Health Minister Andrew Little says it remains "a mystery" why private health providers were told to postpone or cancel planned surgeries.
Auckland's DHBs last week sent a directive to the city's private hospitals asking them to "hold off" on surgeries, Stuff reported - fearing they might be needed to handle overflow from the public system if the COVID-19 outbreak got out of control.
Neither the Ministry of Health nor the Cancer Control Agency were involved in the directive, which was reversed a day later - after some patients' procedures had already been rescheduled or cancelled.
There are currently 39 people in hospital with COVID-19. The country has 326 ICU beds under normal circumstances, Little told The AM Show on Wednesday, but can "surge" to 550 if required.
He said while there was "a reason" for the directive, it wasn't really necessary.

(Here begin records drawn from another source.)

PR #3434, opened 2023-10-03
egui: fix scroll not sticking when scrollbar is hidden

LoganDark:
Before:

https://github.com/emilk/egui/assets/4723091/4b42842c-4f34-45d1-9538-29cd0bfd614e

https://github.com/emilk/egui/assets/4723091/7544e300-5b9a-4b2b-aaa4-9acade69fa75

After:

https://github.com/emilk/egui/assets/4723091/d720286f-a166-4891-874a-350b15683587


LoganDark:
actually, I just realized this fix is incomplete. This keeps the scroll stuck at the end, but it does not actually allow it to stick and unstick depending on scroll.

I have absolutely no clue how a billion checks could be failing just because I moved a block of code like 10 lines up, either. But oh well. I'll see if I can make a more complete fix

LoganDark:
on second thought and some testing, this is fine actually. This fix should be OK as implemented

emilk (approved):

LoganDark:
Do you need the merge conflict resolved?

LoganDark:
There, fixed that up for you.

Issue #3316, opened 2023-09-07
Support floating scrollbars


martenbjork:
When a view starts to overflow, scrollbars appear. These scrollbars take up physical space in the view, and pushes the content to the left. This causes a visual jump by a few pixels.

IMO, it would be better if the scrollbars floated on top of the content, like the default scrollbars on MacOS and iOS (and Window now as well, I believe?). That way, you avoid the jumpiness altogether.

https://github.com/emilk/egui/assets/875708/e0e54563-646a-4a5e-8a64-d6bb73096d20

emilk:
The default scrollbars on MacOS and iOS are invisible until you start scrolling, which can be very confusing since it doesn't tell the user there is anything to scroll. Do you have a suggestion on how to resolve that?

If they are always visible, then they will always cover the content, which is not great. Of course, we can reserve some space for them, but then we are back to them not being floating anymore.

YgorSouza:
In the Gnome desktop environment, the scrollbar disappears completely when the mouse is not moving, appears very thin when the mouse is moving far from it, and becomes wide when the mouse is close to it. 

[Screencast from 2023-09-18 20-53-18.webm](https://github.com/emilk/egui/assets/43298013/d7c9cd30-014d-4ffe-824a-e6287176e97c)

It can still block part of the UI if you don't put any margin, but I guess that's up to the UI designer to decide if that's a problem or not for their particular app.

![image](https://github.com/emilk/egui/assets/43298013/12941c40-b713-4172-995f-73c798b4e5ff)

emilk:
Thats pretty neat - thanks @YgorSouza!

It doesn't quite solve it for touch screens though :/  Perhaps always showing the thin scroll bar makes sense for touch screens.

martenbjork:
which can be very confusing since it doesn't tell the user there is anything to scroll. Do you have a suggestion on how to resolve that?

martenbjork:
(accidental PR close — never mind)

> ...which can be very confusing since it doesn't tell the user there is anything to scroll. Do you have a suggestion on how to resolve that?

(Not trying to be salty! 👉 ) I'd argue that it's not the role of individual apps to correct the operating system's default affordances. IMO, if Apple and Microsoft thinks invisible scrollbars is the best solution for scrollable areas, I think we should follow their lead.

I think there are some exceptions:

- The scrollable content is unusual, so users might not recognize it as scrollable.
[...]

PR #3435, opened 2023-10-03
feat: provide option to hide scroll bar unless interacting with the scroll area

zkldi:
The opacity of the scroll bar may optionally be tied
to the interaction the user is doing with the scroll area.

This has prior art in things like VSCode, which don't show scroll bars
on containers unless you're hovered over them or interacting
with the scroll bar.

This effect is disabled by default.

Peek 2023-10-03 17-27

### DIFF
--- a/crates/egui/src/containers/scroll_area.rs
+++ b/crates/egui/src/containers/scroll_area.rs
@@ -107,6 +107,12 @@ pub struct ScrollArea {
     max_size: Vec2,
     min_scrolled_size: Vec2,
     scroll_bar_visibility: ScrollBarVisibility,
+
+    /// Should the scroll bar only be visible when this area is hovered over?
+    ///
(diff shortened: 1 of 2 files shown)


YgorSouza:
Discussed in #3316

zkldi:
Ah. This is almost what's described in that PR but with two caveats:
- it doesn't fade out if you're idle over the scrollview (this is consistent with vscode, inconsistent with gtk)
- it doesn't do anything about the scroll bar reserving area (which is a separate issue imo)

zkldi:
Update: having a click_n_drag handler on the outer rect completely breaks being able to interact with the actual contents of the scroll container.

That makes a lot of sense obviously. My bad.

emilk:
Closed by https://github.com/emilk/egui/pull/3539

PR #3438, opened 2023-10-06
Fix inconsistent naming of constrain_to versus constraint_to

rinde:
The changelog for 0.23.0 mentioned:

> * Add  `Area::constrain_to` and `Window::constrain_to` [#3396](https://github.com/emilk/egui/pull/3396)

However, the implementation for `Window` was called `constraint_to` (notice the extra 't'). I noticed this because the `deprecated` message points to the non-existing `constrain_to`.

### DIFF
--- a/crates/egui/src/containers/area.rs
+++ b/crates/egui/src/containers/area.rs
@@ -155,7 +155,7 @@ impl Area {
         self
     }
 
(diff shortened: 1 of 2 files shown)


emilk (approved):
Thanks!

Issue #3439, opened 2023-10-06
Broken Links in Demo


c-git:
**Describe the bug**

Some of the links in the [Widget Gallary](https://www.egui.rs/#demo) in the demo are broken. See screenshot for which are broken. Below is a list of the links you are taken to that return no search results.
- <https://docs.rs/egui/latest/egui/?search=label%2Cheading>
- <https://docs.rs/egui/latest/egui/?search=selectable_value%2CSelectableLabel>
- <https://docs.rs/egui/latest/egui/?search=DatePickerButton>
- <https://docs.rs/egui/latest/egui/?search=plot>

**To Reproduce**
1.  Go to demo and navigate to the [Widget Gallery](https://www.egui.rs/#demo)
2.  Click on one of the links indicated in the screenshot.
3.  See that you get no search results

**Expected behavior**

Link expected to take you to the documentation for the widget.

**Screenshots**

![image](https://github.com/emilk/egui/assets/43485962/6d5cdfa7-2897-4d79-b360-aa965deaaf07)

**Desktop (please complete the following information):**
 - OS:  22.04.1-Ubuntu
 - Browser  Firefox
 - Version  118.0.1

**Additional context**

Some of them appear to be just to update the search key, while others I think may have been moved into separate crates so maybe a link like what is done for custom widget at the bottom.

PR #3441, opened 2023-10-07
Fix broken doc links in the demo app widget gallery

YgorSouza:
* Closes <https://github.com/emilk/egui/issues/3439>


emilk (approved):
Nice one!

PR #3451, opened 2023-10-08
Update DragValue when focus is lost

YgorSouza:
Closes <https://github.com/emilk/egui/issues/2877>.

### DIFF
--- a/crates/egui/src/widgets/drag_value.rs
+++ b/crates/egui/src/widgets/drag_value.rs
@@ -473,13 +473,21 @@ impl<'a> Widget for DragValue<'a> {
 
         let text_style = ui.style().drag_value_text_style.clone();
 
+        // We draw both the TextEdit and the Button in all cases, making one of them invisible as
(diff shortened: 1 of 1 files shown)


YgorSouza:
I came up with this not so elegant solution which consists of always drawing both the `TextEdit` and the `Button`, and making one of them invisible. This is both to ensure that the Ids don't change when we toggle between states, and to give the `TextEdit` a chance to update the value after it has lost focus.

As far as I can tell, there is only one case where it still doesn't work: when we click away from the `DragValue` directly into a `TextEdit` that was painted after it. This is due to #2142.

In other cases (pressing Tab or Shift + Tab, clicking on empty space or another type of widget, or clicking on a `TextEdit` painted before the current one) it updates correctly. However, this adds a penalty in performance, as there are always two widgets being added now. And I'm not sure how this affects accessibility, as I have no experience with that. I'm just leaving this PR for consideration in case no one comes up with a better solution.

emilk:
I agree that the solution isn't so elegant :) 

I came up with something else in https://github.com/emilk/egui/pull/3776

PR #3461, opened 2023-10-11
Fix panic when window is missing in GlowWinitApp::window

### LINKED ISSUE #3460: Panic occurs when GlowWinitApp is missing window on android resume
Swapping in an out of an app and requesting repaints in the background causes a panic due to missing window when calling GlowWinitApp::window

Steps to reproduce the behavior on Android:
1. Swap out of a window
2. Request repaint in another thread
3. Swap back to the window

**Expected behavior**
No panic

devjobe:
Removing expect check from GlowWinitApp::window resolved the panic issue.

Closes #3460

### DIFF
--- a/crates/eframe/src/native/run.rs
+++ b/crates/eframe/src/native/run.rs
@@ -629,8 +629,8 @@ mod glow_integration {
             Ok(())
         }
 
-        fn window(&self) -> &winit::window::Window {
-            self.window.as_ref().expect("winit window doesn't exist")
+        fn window(&self) -> Option<&winit::window::Window> {
+            self.window.as_ref()
         }
 
         fn resize(&self, physical_size: winit::dpi::PhysicalSize<u32>) {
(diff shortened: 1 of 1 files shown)


crates/eframe/src/native/run.rs
```diff
@@ -629,8 +629,8 @@ mod glow_integration {
             Ok(())
         }
 
-        fn window(&self) -> &winit::window::Window {
-            self.window.as_ref().expect("winit window doesn't exist")
+        fn try_window(&self) -> Option<&winit::window::Window> {
```
emilk, line 632: No need for the extra `try_` prefix methinks

```suggestion
        fn window(&self) -> Option<&winit::window::Window> {
```

devjobe: Fixed. Also removed the unnecessary error log as it's created for the first expect and checked for none before the second expect.

emilk:
This may have been fixed by https://github.com/emilk/egui/pull/3172 - please test!

PR #3475, opened 2023-10-16
Update accesskit and accesskit_winit.

ndarilek:

### DIFF
--- a/.github/workflows/rust.yml
+++ b/.github/workflows/rust.yml
@@ -96,7 +96,7 @@ jobs:
           toolchain: 1.70.0
           targets: wasm32-unknown-unknown
 
-      - run: sudo apt-get update && sudo apt-get install libgtk-3-dev
+      - run: sudo apt-get update && sudo apt-get install libgtk-3-dev libatk1.0-dev libgtk-3-dev
 
       - name: Set up cargo cache
         uses: Swatinem/rust-cache@v2
--- a/.github/workflows/rust.yml
+++ b/.github/workflows/rust.yml
@@ -96,7 +96,7 @@ jobs:
           toolchain: 1.70.0
           targets: wasm32-unknown-unknown
 
-      - run: sudo apt-get update && sudo apt-get install libgtk-3-dev libatk1.0-dev libgtk-3-dev
+      - run: sudo apt-get update && sudo apt-get install libgtk-3-dev libatk1.0-dev
 
       - name: Set up cargo cache
         uses: Swatinem/rust-cache@v2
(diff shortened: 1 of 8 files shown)


ndarilek:
I'm not clear if *I* need to add labels to make this pass or not, but I don't appear able to.

In any case, it'd be nice if this could land in a patch release somehow--not sure if a dependency upgrade like this qualifies for that even if there aren't user-facing API changes. Bevy 0.12 releasing soon ships AccessKit 0.12 as well, and I'm hoping to release a bevy_egui integration that gets all of this working in Bevy games. But getting everything on the same version of AccessKit is a bit of a challenge.

Thanks!

DataTriny:
Hi @ndarilek 

Please note that it is mandatory to call [`accesskit_winit::Adapter::on_event`](https://docs.rs/accesskit_winit/latest/accesskit_winit/struct.Adapter.html#method.on_event) whenever a winit event is received by the app. If `false` is returned then the event should be discarded before it could be consumed by the app.

Actually this was the case since Unix support was introduced to AccessKit, but it is now a requirement on macOS as well. Not doing so breaks focus tracking on both platforms, as well as hit-testing on Unix.

ndarilek:
Thanks, going to work this in later today. Is there anything else needed for the upgrade? Asking because I'm trying to get Bevy 0.12 upgraded in time for its imminent release and want to make sure there's nothing else that's needed.`

DataTriny:
You should also populate the new `Tree` fields:

- app_name: do egui already have access to that?
- toolkit_name: egui,
- toolkit_version: you should be able to fetch it from a Cargo environment variable

These properties are exposed on Windows and Unix to help assistive technologies apply patches to specific toolkits and/or apps.

mwcampbell:
@ndarilek Do you recall why you modified .github/workflows/rust.yml to install libatk1.0-dev? I don't believe that's actually necessary.

ndarilek:
I thought there may have been a related build failure when I did this. If it builds without it, though, then feel free to remove it.

emilk (approved):

.github/workflows/rust.yml
```diff
@@ -96,7 +96,7 @@ jobs:
           toolchain: 1.70.0
           targets: wasm32-unknown-unknown
 
-      - run: sudo apt-get update && sudo apt-get install libgtk-3-dev
+      - run: sudo apt-get update && sudo apt-get install libgtk-3-dev libatk1.0-dev libgtk-3-dev
```
emilk, line 99:
```suggestion
      - run: sudo apt-get update && sudo apt-get install libgtk-3-dev libatk1.0-dev
```

PR #3478, opened 2023-10-17
egui: add redo support to Undoer

### LINKED ISSUE #3447: Add redo to Undoer

The `Undoer` does not have a redo functionality, and thus neither does the `TextEdit`. most text boxes that have undo also have redo, and there is a TODO for it in the source code.

https://github.com/emilk/egui/blob/38b4234c3282a7c044c18b77234ee8c204efe171/crates/egui/src/widgets/text_edit/builder.rs#L987-L988

The `Undoer` should push undone states to a redo stack, and have a `redo()` method that can be called to revert the `undo()` call, as well as a `has_redo()` method to help set the enabled/disable state for the corresponding UI button.

It might be possible to check the state of `has_undo()` before and after calling `feed_state()` or `add_undo()`, and push a state to a redo stack stored separately, but that seems complicated and error-prone, and this feature is needed for the `TextEdit` anyway, so it may as well be provided by the `Undoer`.

**Additional context**

I am willing to try to implement this feature myself, but I would like to know if there are any pitfalls I should consider, that might have prevented it from being implemented until now.

LoganDark:
* Closes #3447
* Closes #3448

Better implementation than #3448. (by accident since I did not see that PR)

### DIFF
--- a/crates/egui/src/widgets/text_edit/builder.rs
+++ b/crates/egui/src/widgets/text_edit/builder.rs
@@ -978,10 +978,14 @@ fn events(
             Event::Key {
                 key: Key::Z,
                 pressed: true,
-                modifiers,
+                modifiers:
+                    Modifiers {
+                        command: true,
+                        shift: false,
+                        ..
+                    },
                 ..
-            } if modifiers.command && !modifiers.shift => {
-                // TODO(emilk): redo
+            } => {
                 if let Some((undo_ccursor_range, undo_txt)) = state
                     .undoer
                     .lock()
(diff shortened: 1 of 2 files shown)


LoganDark:
Honestly no idea why the labels check is failing. Either that or it means actual github labels which I don't have permission to apply.

LoganDark:
Hey @emilk what would it take to get this merged?

crates/egui/src/widgets/text_edit/builder.rs
```diff
@@ -978,10 +978,14 @@ fn events(
...
+                modifiers:
+                    Modifiers {
+                        command: true,
+                        shift: false,
+                        ..
+                    },
                 ..
-            } if modifiers.command && !modifiers.shift => {
-                // TODO(emilk): redo
+            } => {
```
emilk, line 988: This is a bad way to match against Modifiers, as this will not catch `Ctrl+Z` on Windows and Linux, because that also sets the `ctrl` fields.

The old way was not great either, because it would ignore the `alt` key.

The preferred way of test `Modifiers` is to use `Modifiers::matches`:

It is better to use `if modifiers.matches(Modifiers::COMMAND)`

emilk:
> Better implementation than https://github.com/emilk/egui/pull/3448

Better how?

crates/egui/src/widgets/text_edit/builder.rs
LoganDark: My apologies, that method was not being used here so I wasn't aware of its existence. I'll fix this up

LoganDark:
> > Better implementation than #3448
> 
> Better how?

AFAIK this implementation just seemed more straightforward to me. I've since forgot the exact reason, though.

LoganDark:
Sigh. I literally ran `cargo cranky`. Not very cranky if it doesn't check formatting.

LoganDark:
In my own application, I have a variation of change history that allows you to have multiple redo stacks and switch between them, rather than them being cleared whenever you perform an action. However, that usually requires supporting UI, and isn't always intuitive to people, which is why I don't think it's right for `egui` to implement that itself. However, `TextEdit` makes it difficult to replace the default undo and redo actions with it. Not sure if there is an easy solution.

crates/egui/src/widgets/text_edit/builder.rs
emilk: No need to apologize - I didn't mean to come off as harsh. This is not easy to get right unless you already know it :)

emilk (approved):
Looks good!

PR #4536, opened 2024-05-24
Use ResizeObserver instead of `resize` event

jprochazk:
Currently, if the size of the canvas element changes independently of the size of the browser window (e.g. due to its parent element shrinking), then no repaints are scheduled.

This PR replaces the `resize` event with a `ResizeObserver`, which ensures that _any_ resize of the canvas element (including those caused by browser window resizes) trigger a repaint. The repaint is done synchronously as part of the resize event, to reduce any potential flickering.

The result seems to pass the rendering tests on most platform+browser combinations. We tested:
- Chrome, Firefox, Safari on macOS
- Chrome, Firefox on Linux (ubuntu and arch, both running wayland)
- Chrome, Firefox on Windows

Firefox still has some antialiasing issues on Linux platforms, but this antialiasing also happens on `master`, so this PR is not a regression there.

The code setting `canvas.style.width` and `canvas.style.height` at the start of `AppRunner::logic` was also removed - the canvas _display_ size is now fully controlled by CSS, e.g. by setting `canvas { width: 100%; height: 100%; }`.

The approach used here is described in https://webglfundamentals.org/webgl/lessons/webgl-resizing-the-canvas.html

Note: The only remaining place where egui updates the style of the canvas it is rendering to is some of the IME/mobile input handling code. Fixing that is out of scope for this PR, and will be done in a followup PR.


crates/eframe/src/web/app_runner.rs
```diff
@@ -184,7 +185,6 @@ impl AppRunner {
     ///
     /// The result can be painted later with a call to [`Self::run_and_paint`] or [`Self::paint`].
     pub fn logic(&mut self) {
-        super::resize_canvas_to_screen_size(self.canvas(), self.web_options.max_size_points);
```
emilk, line 187: Is `max_size_points` no longer respected? If so, we should `#[deprecate]` or delete it, and explain what CSS incantation replaces it

crates/eframe/src/web/events.rs
```diff
@@ -590,3 +591,71 @@ pub(crate) fn install_canvas_events(runner_ref: &WebRunner) -> Result<(), JsValu
...
+
+pub(crate) fn install_resize_observer(runner_ref: &WebRunner) -> Result<(), JsValue> {
+    let closure = Closure::wrap(Box::new({
+        let runner_ref = runner_ref.clone();
+        move |entries: js_sys::Array| {
+            // Only call the wrapped closure if the egui code has not panicked
+            if let Some(mut runner_lock) = runner_ref.try_lock() {
+                runner_lock.needs_repaint.repaint_asap();
+                let canvas = runner_lock.canvas();
+                let (width, height) = get_display_size(&entries).unwrap();
```
emilk, line 603: unwrap 😬 

please match and log error instead

crates/eframe/src/web/events.rs
```diff
@@ -590,3 +591,71 @@ pub(crate) fn install_canvas_events(runner_ref: &WebRunner) -> Result<(), JsValu
...
+            height = size.block_size();
+        }
+    } else {
+        // legacy
+        let content_rect = entry.content_rect();
+        width = content_rect.width();
+        height = content_rect.height();
+    }
+
+    Ok(((width.round() * dpr) as u32, (height.round() * dpr) as u32))
```
emilk, line 660: Are we sure about the rounding _before_ applying dpr? The linked code applies it _after_.

Remember that dpr is often fractional

crates/eframe/src/web/events.rs
```diff
@@ -590,3 +591,71 @@ pub(crate) fn install_canvas_events(runner_ref: &WebRunner) -> Result<(), JsValu
...
+// https://webglfundamentals.org/webgl/lessons/webgl-resizing-the-canvas.html
+fn get_display_size(resize_observer_entries: &js_sys::Array) -> Result<(u32, u32), JsValue> {
+    let width;
+    let height;
+    let mut dpr = web_sys::window().unwrap().device_pixel_ratio();
+
+    let entry: web_sys::ResizeObserverEntry = resize_observer_entries.at(0).dyn_into()?;
+    if JsValue::from_str("devicePixelContentBoxSize").js_in(entry.as_ref()) {
+        // NOTE: Only this path gives the correct answer for most browsers.
+        // Unfortunately this doesn't work perfectly everywhere.
```
emilk, line 633: Did you test on any browser that didn't follow this path?

web_demo/index.html
```diff
@@ -50,6 +50,8 @@
             position: absolute;
             top: 0%;
             left: 50%;
+            width: 100%;
+            height: 100%;
```
emilk, line 54: Is this now required? Then please add a migration guide to the PR description!

crates/eframe/src/web/web_runner.rs
```diff
@@ -28,8 +25,10 @@ pub struct WebRunner {
     /// the panic handler, since they aren't `Send`.
     events_to_unsubscribe: Rc<RefCell<Vec<EventToUnsubscribe>>>,
 
-    /// Used in `destroy` to cancel a pending frame.
-    request_animation_frame_id: Cell<Option<i32>>,
```
emilk, line 32: What is the relevance of the changes to the `request_animation_frame` stuff here? What was wrong with the old code?

jprochazk: The official `requestAnimationFrame` example in wasm bindgen [does the same thing](https://rustwasm.github.io/wasm-bindgen/api/wasm_bindgen/closure/struct.Closure.html#using-fnonce-and-closureonce-with-requestanimationframe). The way I understand it, calling `Closure::forget()` in this case is just unnecessary GC pressure. Unlikely to matter but it was bothering me 😅.

crates/eframe/src/web/events.rs
jprochazk: I don't remember, will re-test

web_demo/index.html
jprochazk: Not required, but by default a canvas element is very small (300x150px). It's now entirely up to the user how they decide to display it, so any `width`/`height` is fine.

crates/eframe/src/web/events.rs
jprochazk: Yep, this was incorrect.

crates/eframe/src/web/events.rs
jprochazk: It seems like most of the code is just to support slightly older versions of Safari. Latest Safari doesn't support `devicePixelContentBoxSize` and it seems to work there: https://developer.mozilla.org/en-US/docs/Web/API/ResizeObserverEntry#browser_compatibility

I also commented out all the paths one-by-one to see if they work at all (_except_ the `contentBoxSize` non-array path) and didn't run into any issues.

web_demo/index.html
jprochazk: I'm not really sure where to add a migration guide, because there's nothing to migrate over here yet, because it is still not possible to set `width`/`height` without having it overriden by `egui`. The IME handling still sets the canvas style, but it'd be better to leave that to its own PR. This one is just to get the canvas resize working properly.

crates/eframe/src/web/web_runner.rs
emilk: Could it be moved to a separate PR?

web_demo/index.html
emilk: So a user that has copy-pasted the old index.html would not need to change anything when updating eframe?

jprochazk: They would, but it doesn't yet to the right thing. I guess what I'm asking is does the migration guide go into this PR or the followup that fixes IME?

crates/eframe/src/web/web_runner.rs
jprochazk: https://github.com/emilk/egui/pull/4551

web_demo/index.html
emilk: I guess it can wait 👍

emilk (approved):
This is wonderful!

With [the new alignment test](https://github.com/emilk/egui/pull/4537) I managed to find a case on Mac chromium where the old code doesn't align to the pixel grid on trunk, but this PR fixes it, which is _awesome_. When resizing the chromium browser the old code would also create jitter, which is now gone. So great!

On Mac Firefox the old and new code acts pretty much the same afaict, but with a different _kind_ of jittering behavior when resizing the browser 🤷 

Great job!

web_demo/index.html
```diff
@@ -48,9 +48,10 @@
             margin-left: auto;
             display: block;
             position: absolute;
-            top: 0%;
-            left: 50%;
-            transform: translate(-50%, 0%);
+            top: 0;
```
emilk, line 51: We should have updated the comment for the `canvas` block as well. I don't think it is accurate anymore.

PR #4539, opened 2024-05-24
egui_plot: Force use of min_auto_bounds if auto_bounds is disabled by default.  Fixes  #3893.

### LINKED ISSUE #3893: egui_plot 0.25.0 - No auto_bounds + include_X/Y does not render anything until double click
**Describe the bug**

When trying to manually set the data view port with Include X/Y, the plot will show nothing until double clicked.

This is being done to hide the most recent plot point of data in a historic time series (Which is retrieved every 100ms or so), in order to avoid the appearance of stuttering when data comes in. (Stuttering will appear as soon as `plot.auto_bounds([true, true].into())` is used.

**To Reproduce**
1. Create a thread which adds a plot point every 100ms or so
```rust
let mut plot = Plot::new(d.group_name.clone())
                          .height(space_per_chart)
                          .allow_drag(false)
                          .include_x(disp_now as f64) // Timestamp now - 100.0ms to hide the most recent plot point (To look smooth)
                          .include_x(last_bound) // Timestamp now - 20 seconds
                          .legend(legend.clone());
                      if let Some((min, max)) = &d.bounds {// Data has finite range in Y dir, restrict it
                          plot = plot.include_y(*min);
                          if *max > 0.1 {
                              // 0.0 check
                              plot = plot.include_y(*max);
                          }
                      }
                     // False False - User has to double click to show the chart, and it looks smooth
                    //  True True - Plot stutters as the infrequent data will show
                      plot = plot.auto_bounds([false, false].into());
                      plot.show(col, |f| {
                          for line in lines {
                              f.line(line);
                          }
                      });
```

**Expected behavior**
Plot should show the requested area immediately, rather than wait for user input.

**Screenshots**
With `plot = plot.auto_bounds([false, false].into());` (Buggy)
[Kooha-2024-01-26-10-09-39.webm](https://github.com/emilk/egui/assets/14551965/be21283f-fa5f-4725-9c2e-3100ea2f2623)

With `plot = plot.auto_bounds([true, true].into());` (Stutters, but expected behaviour, hence why no autobounds is being used)
[Kooha-2024-01-26-10-10-42.webm](https://github.com/emilk/egui/assets/14551965/eecf7e63-7a82-45b7-b6bc-aaf70f54d510)

aholtzma-am:
The logic for determining bounds was not using the values supplied by include_x()/include_y() after the initial plot call when auto_bounds() was false. This change forces the use of the manual limits when default_auto_bounds is false.

* Closes <https://github.com/emilk/egui/issues/3893>

### DIFF
--- a/crates/egui_plot/src/lib.rs
+++ b/crates/egui_plot/src/lib.rs
@@ -975,10 +975,10 @@ impl<'a> Plot<'a> {
         }
 
         // Reset bounds to initial bounds if they haven't been modified.
-        if mem.auto_bounds.x {
+        if !default_auto_bounds.x || mem.auto_bounds.x {
             bounds.set_x(&min_auto_bounds);
         }
-        if mem.auto_bounds.y {
+        if !default_auto_bounds.y || mem.auto_bounds.y {
             bounds.set_y(&min_auto_bounds);
         }
 


aholtzma:
Looks like this just needs a label applied.

crates/egui_plot/src/lib.rs
```diff
@@ -975,10 +975,10 @@ impl<'a> Plot<'a> {
         }
 
         // Reset bounds to initial bounds if they haven't been modified.
-        if mem.auto_bounds.x {
+        if !default_auto_bounds.x || mem.auto_bounds.x {
             bounds.set_x(&min_auto_bounds);
```
emilk, line 979: This reads backwards to me now. If the user has said `DON'T apply automatic bounds` then we set the bounds to `min_auto_bounds`

aholtzma-am: The min_auto_bounds includes the bounds manually specified by include_x()/include_y(). So if you turn off auto bounds, and supply bounds via include_xy(), it won't use them except for the first call.

Fabus1184:
Perhaps it would be better to factor this out into two methods, `expand_{x,y}` to expand the bounds to always show the specified value, and `limit_{x,y}` to limit the axis range, both applying regardless of whether auto bounds is active or not.
Of course if the user moves the plot, this should not apply. You could always disallow moving the plot if you don't want that.

emilk:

"Sometimes surgeries in private hospitals don't go well and the only ICU backup is in the public health system. That said, there are cancer procedures where the risk or threat of having to go to ICU is minimal to negligible and procedures can take place.
"The reality is too, right throughout this lockdown cancer procedures - certainly treatment, but also procedures - have continued regardless, because for some of those cancer diagnoses, they need that straight away.
"The DHBs that put out the missive about no more private surgeries, that has been retracted so private hospitals are now getting back to the scheduled surgical procedures. So those who have been delayed should expect to get those rescheduled… It was a mystery to pretty much everybody I spoke to and it was withdrawn last week."
Little also rejected claims by an ICU specialist that just 20 COVID-19 patients requiring intensive care would push the public system to its limits, and that the number of ICU beds available hadn't changed in a year.
NZ chair of the Australia-New Zealand Intensive Society, Craig Carr, made the comments to Stuff earlier this week. New South Wales currently has COVID-19 patients taking up 189 of its 874 beds. They typically stay longer than most ICU patients, Dr Carr said, putting more pressure on the system.
Auckland has 126 ICU beds, according to a response the Ministry of Health gave to an Official Information Act request in June.
The number of beds is constrained largely by staffing. It takes 5.5 nurses to staff a single ICU bed, taking into account shift hours, according to Wellington ICU co-director Alex Psirides. Little told The AM Show another 1200 nurses had been trained to handle ICU duties in the past year, disputing Dr Carr's claims there had been no increase.
"I'm not quite sure where he gets his information from."